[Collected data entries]
PR #3556, opened 2024-08-06
Git status refinements and support vfs/gvfs repos

DefaultRyan:
- Re-use and cache command-line git repo status for individual files.
- - This is so we no longer have any "status" calls to LibGit2Sharp that could trigger a filesystem traversal to inadvertently over-hydrate the repo. Remaining libgit2sharp calls should not traverse the file tree for status, and any status calls will go through the command-line which is enlightened about VFS/GVFS.
- Use FileSystemWatcher to look for file changes that could invalidate the cached status.
- Throttle file system events to not flood the system with command-line status invocations.
- Notify the Shell when a file status changes.

There's some code movement here to move `GitRepositoryStatus` and `GitStatusEntry` from RepositoryWrapper.cs to their own files.

Introduced StatusCache which caches the most-recently obtained status and queues status updates in response to filesystem changes in the repo.

These updates are throttled so that if multiple file events arrive rapidly, we don't fetch another status update until the prior one has completed and the waiting period expires (currently 3 seconds).

## Validation steps performed
Built a private DevHome build.

Verified that file status still appears as expected. Verified that file and repo status both eventually report the correct status after making multiple rapid file changes.

Attached a debugger with printing breakpoints to validate that even when making multiple rapid file changes, the status is only updated after a 3 second delay.

## PR checklist
- [ ] Closes #xxx
- [ ] Tests added/passed
- [ ] Documentation updated


krschau (approved):

extensions/GitExtension/FileExplorerGitIntegration/Models/GitRepositoryStatus.cs
```diff
@@ -0,0 +1,94 @@
...
+    private readonly List<GitStatusEntry> _ignored = new();
+    private readonly List<GitStatusEntry> _renamedInIndex = new();
+    private readonly List<GitStatusEntry> _renamedInWorkDir = new();
+    private readonly List<GitStatusEntry> _conflicted = new();
+
+    public GitRepositoryStatus()
+    {
+    }
+
+    public void Add(string path, GitStatusEntry status)
```
dhoehna, line 26: If you want to be fancy you could compress this into a loop.
1. Instead of individual lists from line 11 to 20, make a Dictionary<StatusFlag, List<GitStatusEntry>> I don't know what the type of status.Status.Flag is.
2. Run through all keys with

    if(status.Status.HasFlag(key)
    {
        value.Add(status);
    }

extensions/GitExtension/FileExplorerGitIntegration/Models/StatusCache.cs
```diff
@@ -0,0 +1,329 @@
...
+// Caches the most recently obtained repo status.
+// Use FileSystemWatcher to invalidate the cache.
+// File-based invalidation can come in swarms. For example, building a project, changing/pulling branches.
+// To avoid flooding with status retrievals, we "debounce" the invalidations
+internal sealed class StatusCache : IDisposable
+{
+    private readonly string _workingDirectory;
+
+    private readonly FileSystemWatcher _watcher;
+    private readonly ThrottledTask _throttledUpdate;
```
dhoehna, line 24: Please be consistent with the line spacing between private readonly members.

extensions/GitExtension/FileExplorerGitIntegration/Models/StatusCache.cs
```diff
@@ -0,0 +1,329 @@
...
+            // --no-optional-locks : Since this we are essentially running in the background, don't take any optional git locks
+            //                       that could interfere with the user's work. This means calling "status" won't auto-update the
+            //                       index to make future "status" calls faster, but it's better to be unintrusive.
+            // --porcelain=v2      : The v2 gives us nice detailed entries that help us separate ordinary changes from renames, conflicts, and untracked
+            //                       Disclaimer: I'm not sure how far back porcelain=v2 is supported, but I'm pretty sure it's at least 3-4 years.
+            //                       There could be old Git installations that predate it.
+            // -z                  : Terminate filenames and entries with NUL instead of space/LF. This helps us deal with filenames containing spaces.
+            var result = GitExecute.ExecuteGitCommand(_gitDetect.GitConfiguration.ReadInstallPath(), _workingDirectory, "--no-optional-locks status --porcelain=v2 -z");
+            if (result.Status == ProviderOperationStatus.Success && result.Output != null)
```
dhoehna, line 203: You can do an early return here if the result is failure or output is null.  Remove a level of indentation.

extensions/GitExtension/FileExplorerGitIntegration/Models/StatusCache.cs
```diff
@@ -0,0 +1,329 @@
...
+            {
+                var parts = result.Output.Split('\0', StringSplitOptions.RemoveEmptyEntries);
+                for (var i = 0; i < parts.Length; ++i)
```
dhoehna, line 206: NIT: future devs need to look at a lot of code to read all the ways the line can be parsed.  This could be split up into 4 different lists and each list has their own method for parsing the line.

This way devs can see all the options via the list names.

I'm okay with the code right now.  But I would want to change if a 5th else/if is added.

extensions/GitExtension/FileExplorerGitIntegration/Models/ThrottledTask.cs
```diff
@@ -0,0 +1,60 @@
...
+        _action = action;
+        _interval = interval;
+    }
+
+    // When the action completes, wait for interval before checking if a new action has been queued.
+    public void Run(CancellationToken cancellationToken = default)
+    {
+        lock (_lock)
+        {
+            if (_currentTask != null && !_currentTask.IsCompleted)
```
dhoehna, line 29: I'm having a hard time understanding the intent of this method.   

1. If the code has a current task and it is not completed, set _shouldQueue to true and return.  Otherwise,
2. invoke an action.
3. Wait a delay.
4. if _shouldQueue is true, make it false.
5. if _shouldQueue is false, exit the loop and set _currentTask to null.

If _shouldQueue is true, then the action will be invoked twice.  It is invoked on the first pass, _shouldQueue is changed to false, on the second pass the action is invoked again.  Why?  I'm sorry.  Can you explain what this is doing?

DefaultRyan: Going back to read it, you're correct that it's a little gnarly and opaque. Async programins is hard sometimes, everybody! :)

I'm adding comments to clarify the actual intent and expected behavior of this class.

extensions/GitExtension/FileExplorerGitIntegration/Models/GitRepositoryStatus.cs
DefaultRyan: > ... I don't know what the type of status.Status.Flag is.

`status.Status` is a ["flags" enum](https://learn.microsoft.com/en-us/dotnet/csharp/language-reference/builtin-types/enum#enumeration-types-as-bit-flags).

extensions/GitExtension/FileExplorerGitIntegration/Models/StatusCache.cs
DefaultRyan: The tricky bit is that for the rename case starting with "2", the entry is actually split across two lines because we get an extra terminator (the format ends with `<path><sep><origPath>`). So we actually need to increment `i` again. It's close to my limit as well, so if it gets any bigger I'll definitely do some cleanup to refactor into more readable chunks.

ssparach (approved):

PR #3559, opened 2024-08-07
Remove GPU Widget ProcessCounter when no longer valid

krschau:
Similar to #3511, when a GPU counter is no longer valid (the process went away) we should remove it from the list, rather than continuing to try to use it and catching the exception each time.

## PR checklist
- [ ] Closes #xxx
- [ ] Tests added/passed
- [ ] Documentation updated

### DIFF
--- a/extensions/CoreWidgetProvider/Helpers/GPUStats.cs
+++ b/extensions/CoreWidgetProvider/Helpers/GPUStats.cs
@@ -103,37 +103,45 @@ internal sealed class GPUStats : IDisposable
 
             if (success && counters != null)
             {
-                var sum = 0.0f;
-                var countersToRemove = new List<PerformanceCounter>();
-                foreach (var counter in counters)
+                // TODO: This outer try/catch should be replaced with more secure locking around shared resources.
+                try
                 {
-                    try
+                    var sum = 0.0f;
+                    var countersToRemove = new List<PerformanceCounter>();
+                    foreach (var counter in counters)
                     {
-                        // NextValue() can throw an InvalidOperationException if the counter is no longer there.
-                        sum += counter.NextValue();
+                        try
+                        {
+                            // NextValue() can throw an InvalidOperationException if the counter is no longer there.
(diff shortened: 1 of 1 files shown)


extensions/CoreWidgetProvider/Helpers/GPUStats.cs
```diff
@@ -99,23 +101,39 @@ public void GetData()
...
-                catch (InvalidOperationException ex)
+
+                foreach (var counter in countersToRemove)
+                {
+                    counters.Remove(counter);
+                    counter.Dispose();
+                }
+
+                gpu.Usage = sum / 100;
+                lock (gpu.GpuChartValues)
```
AmelBawa-msft, line 134: Assuming we're locking here because `GetData()` can be called from multiple threads, right? In this case, should we also lock on other shared resources as well such as the value obtain from `_gpuCounters`?

krschau: I think this would make sense as part of a larger overhaul, I think there's a lot we want to sort out with these widgets.

guimafelipe (approved):

dhoehna (approved):

extensions/CoreWidgetProvider/Helpers/GPUStats.cs
AmelBawa-msft: - Do we have an issue tracking this change? If not, please create one.
- Since the `foreach` is outside the `try/catch` and there is no `lock`, this can potentially cause an exception/crash.

AmelBawa-msft (changes requested):
comment above

AmelBawa-msft (approved):

extensions/CoreWidgetProvider/Helpers/GPUStats.cs
krschau: Spoke offline, put back an outer try/catch for now.

PR #3585, opened 2024-08-09
Project Ironside: WinLogs Page - Sort logs based on timestamp and enable text filtering

### LINKED ISSUE #3073: WinLogs Page: Allow users to filter out data in WinLogs

If we add additional ETW Providers, the chances of high-volume Informational entries goes up. For example, if we add the Microsoft-Windows-XAML or Microsoft-Windows-XAML-Diagnostics providers, we'll get a gazillion Information category entries. We probably should add those (and several other useful) providers. So, we should provide a way for the user to set the verbosity level. Eg Errors only, or Warnings & Errors, or All.

### Scenario

This should be a dynamic filter. That is, we should still have all the items available in our lists, so that if the user decides she needs to change the verbosity level on the fly, we can accommodate that and start showing/hiding the relevant items.

### Additional details

_No response_

zadesai:
1. Rename WinLogsHelper to WinLogsService and make it a Singleton
2. Use CollectionViewSource to sort and filter logs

- [Task prompt] What lines in the data hold the word "IDisposable"? Return them.

- [Solution]
+internal sealed class StatusCache : IDisposable
@@ -103,37 +103,45 @@ internal sealed class GPUStats : IDisposable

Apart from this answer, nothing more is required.